Why S Corporation Elections Backfire More Often Than You Think

Earmark Team · September 5, 2025 ·

Early in his accounting career, Jeremy Wells, EA, CPA, landed what seemed like the perfect client: a newly independent contractor drowning in tax debt to both the IRS and his state agency. Within just a couple of years, Wells helped transform this financial disaster into a success story. Through strategic S corporation planning, proper bookkeeping, and careful tax planning, his client went from owing thousands to receiving small but satisfying annual refunds.

The S corporation election was absolutely the right move. But Wells emphasizes that this was the right client at the right time, with the right circumstances.
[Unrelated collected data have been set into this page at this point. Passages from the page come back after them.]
PR #1022, opened 2017-05-13
Hot loading

MoOx:
Last commit is stupid since we don't use webpack-dev-server. But we still need a client to handle the HMR messages?

TODO after basic HMR ok via livereload: add react-hot-loader@next (3 beta) (but when HMR is ok, should not be a problem)

### DIFF
--- a/packages/phenomic-plugin-renderer-react/src/render/client.js
+++ b/packages/phenomic-plugin-renderer-react/src/render/client.js
@@ -9,6 +9,8 @@ import createStore from "../shared/store"
 
 const debug = require("debug")("phenomic:plugin:react")
 
+let store
+
 function render(routes: () => React$Element<any>) {
   debug("client rendering")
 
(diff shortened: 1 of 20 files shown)


MoOx:
I was tired. I just need to replace client with webpack-hot-middleware.

MoOx:
Ready for review.

packages/phenomic-plugin-renderer-react/src/render/client.js
```diff
@@ -18,11 +20,13 @@ function render(routes: () => React$Element<any>) {
   }
 
   const initialStateNode = document.getElementById("Hydration")
-  const store = createStore(
-    initialStateNode && initialStateNode.textContent
-      ? JSON.parse(initialStateNode.textContent)
-      : undefined,
-  )
+  store =
+    store ||
```
MoOx: This change is required for hot loading to work properly (as we re-render the full app). @bloodyowl can you confirm this won't cause any trouble for static rendering? (as it's in render/client.js ^^),

bloodyowl: not that beautiful but it should do without effects on SSR

PR #1024, opened 2017-05-22
Index content by arbitrary fields

bloodyowl:
Just kept the special case for `author` and `authors` for most users confort. might change later if we consider it too much.


MoOx:
Awesome!

PR #1031, opened 2017-05-25
chore(phenomic): avoid watcher for static build as it's completely useless

MoOx:
This might help to have CI ok on Windows.


MoOx:
Windows static build was probably not happy because of generation of "dist/*/index.html" file (as * is forbidden. So it's ok now as those are skipped (when cannot be resolved)

PR #1041, opened 2017-05-29
Add Zenika home page in the Showcase

Swiip:
Hi, I wanted to suggest zenika.com for the Showcase as it's realized with Phenomic now!

After using a home made build process using React & pre-rendering we migrate to Phenomic and it works like a charm. Thanks for this great tool.

Unfortunately, the source is closed but we didn't do much complex things apart using the existing Redux and integrate i18next. If anyone need tips on i18next, I'll be happy to share.


MoOx:
Gorgeous! Nice work. Will be on the website probably tonight ;)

In a recent episode of Tax in Action, “S-Corporation Reality Check,” Wells examines the oversimplified advice flooding social media feeds and startup marketing campaigns. While countless online voices promise S corporation elections deliver automatic self-employment tax savings for any successful self-employed person, Wells sees this advice creating expensive problems for businesses that never should have made the election in the first place.

“There’s a cottage industry developing around this concept,” Wells explains. We’re in a perfect storm where remote work and the gig economy have created lots of successful self-employed people who need tax help, but there’s a shortage of qualified advisors who can provide proper guidance.
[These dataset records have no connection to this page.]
Issue #1032, opened 2017-05-26
Windows static build don't generate page for collection


MoOx:
I guess the cause is here https://ci.appveyor.com/project/MoOx/phenomic/build/3580#L1998 (collection fetch return nothing but should return some items). Maybe a path thing...

bherila:
@MoOx can this be closed now?

MoOx:
Indeed

PR #1046, opened 2017-06-03
Fix windows path issue in file collector

shaunmarx:
Not sure if this is related to issue #1032 but no pages were returned as part of a collection for me while taking the alpha for a spin on my windows machine. This change fixes it.

### DIFF
--- a/packages/plugin-collector-files/src/index.js
+++ b/packages/plugin-collector-files/src/index.js
@@ -2,12 +2,16 @@ import path from "path";
 
 const debug = require("debug")("phenomic:plugin:collector-files");
 
+function normalizeWindowsPath(value: string) {
+  return value.replace(/(\/|\\)+/g, path.sep);
+}
+
 export function getKey(name: string, json: PhenomicTransformResult): string {
   if (json.data.path) {
     return json.data.path;
   }
   // normalize windows path
-  name = name.replace(/(\/|\\)+/g, path.sep);
+  name = normalizeWindowsPath(name);
   return path.join(
     path
       .dirname(name)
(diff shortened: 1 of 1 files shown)


MoOx:
Awesome. That's a good start!
I think there is still an issue but that's definitely making the situation better! Would have a deeper look later as I have to setup a VM to debug :(

shaunmarx:
No problem at all - let me know if there is any way I can help. Oh and great work on the alpha by the way.

MoOx:
Merging into alpha3 branch!

daine:
Hi MoOx and shaunmarx, this still doesn't work for me on Windows 10 even on alpha 3. 
The same codebase runs on my Mac, but not on my windows when getting the collection files. I get a `NotFoundError: Key not found in database`

shaunmarx:
@daine I believe this would have gone into the alpha 4 release so may be worthwhile to check using the latest. Just make sure you update the `@phenomic/preset-react-app` package to >= alpha.4 for the fix. 

I have been using alpha 4 on windows 10 for a while now and it seems to be working fine for me - at least `phenomic start` works fine. @MoOx mentioned that there may still be some issues on Windows, but I am unsure whether those related to paths specifically or not. The issues I have run into so far is:

* Db file locks hanging around which forces me to kill the node process every now and again
* phenomic build doesn't seem to work
 
I was going to look into the latter a bit today as I am getting close to releasing a new site and really need this working but just wanted to make sure it's not an issue on my side before creating anything. I am assuming it would be working on mac/linux though so may not be a blocker for me.

daine:
@shaunmarx Thanks for the info. I agree, build doesn't work for collections on Alpha 4 (both windows and unix/linux) so I'm hoping it'll be out on Alpha 5.

I know how you feel, I had built something last week and needed these parts working (they do on my mac) but this means other people (on windows) can't collaborate with me on them. Also, I had to revert to alpha 3 for the build to work.

MoOx:
I am adding a regression test that should block windows CI until we fix it. Stay tuned :D

shaunmarx:
Good to hear @MoOx ! Looking forward to seeing this resolved :)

The reality is, while this cottage industry promises easy self-employment tax savings, the one-size-fits-all approach ignores critical deal-breakers that can transform a supposed tax benefit into a costly mistake.
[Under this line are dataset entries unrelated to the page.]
PR #1053, opened 2017-06-04
Use `posts.node.list` instead of `posts.list`

ataylorme:
I was stepping through the getting started docs and noticed the conditional to display the list of posts has a bug.

`posts && posts.node && posts.list` should be `posts && posts.node && posts.node.list` as `list` is nested under `node`.

phenomic-getting-started-4-debugging


MoOx:
Thanks for reporting! Closed by c6544dafe25f41d83163c6645ebc93f4af598aff

PR #1054, opened 2017-06-04
Return a valid React element in the Layout definition

ataylorme:
When running through the docs example I was getting the error

> A valid React element (or null) must be returned. You may have returned undefined, an array or some other invalid object.

This was pretty easy to fix. I opted to sway the curly braces for parenthesis but you could also add a `return`.


MoOx:
Thanks again! Closed by e2ef6eeb8691c132b8395dfb0787b6b1a6883480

Balance Sheet Red Flags That Kill S Elections

The cottage industry’s relentless focus on self-employment tax savings completely sidesteps fundamental balance sheet realities that can make S elections counterproductive or even trigger unexpected taxable events.

The most dangerous misconception involves debt basis. Unlike partnerships, where partners receive basis credit for their share of entity debt, S corporation shareholders get no such benefit unless they personally loan money to the corporation.

“I can go get a loan and intend to use the funds in my S corporation, but if I personally guarantee that debt, that is not me generating debt basis,” Wells explains. “I am not loaning money to my corporation.”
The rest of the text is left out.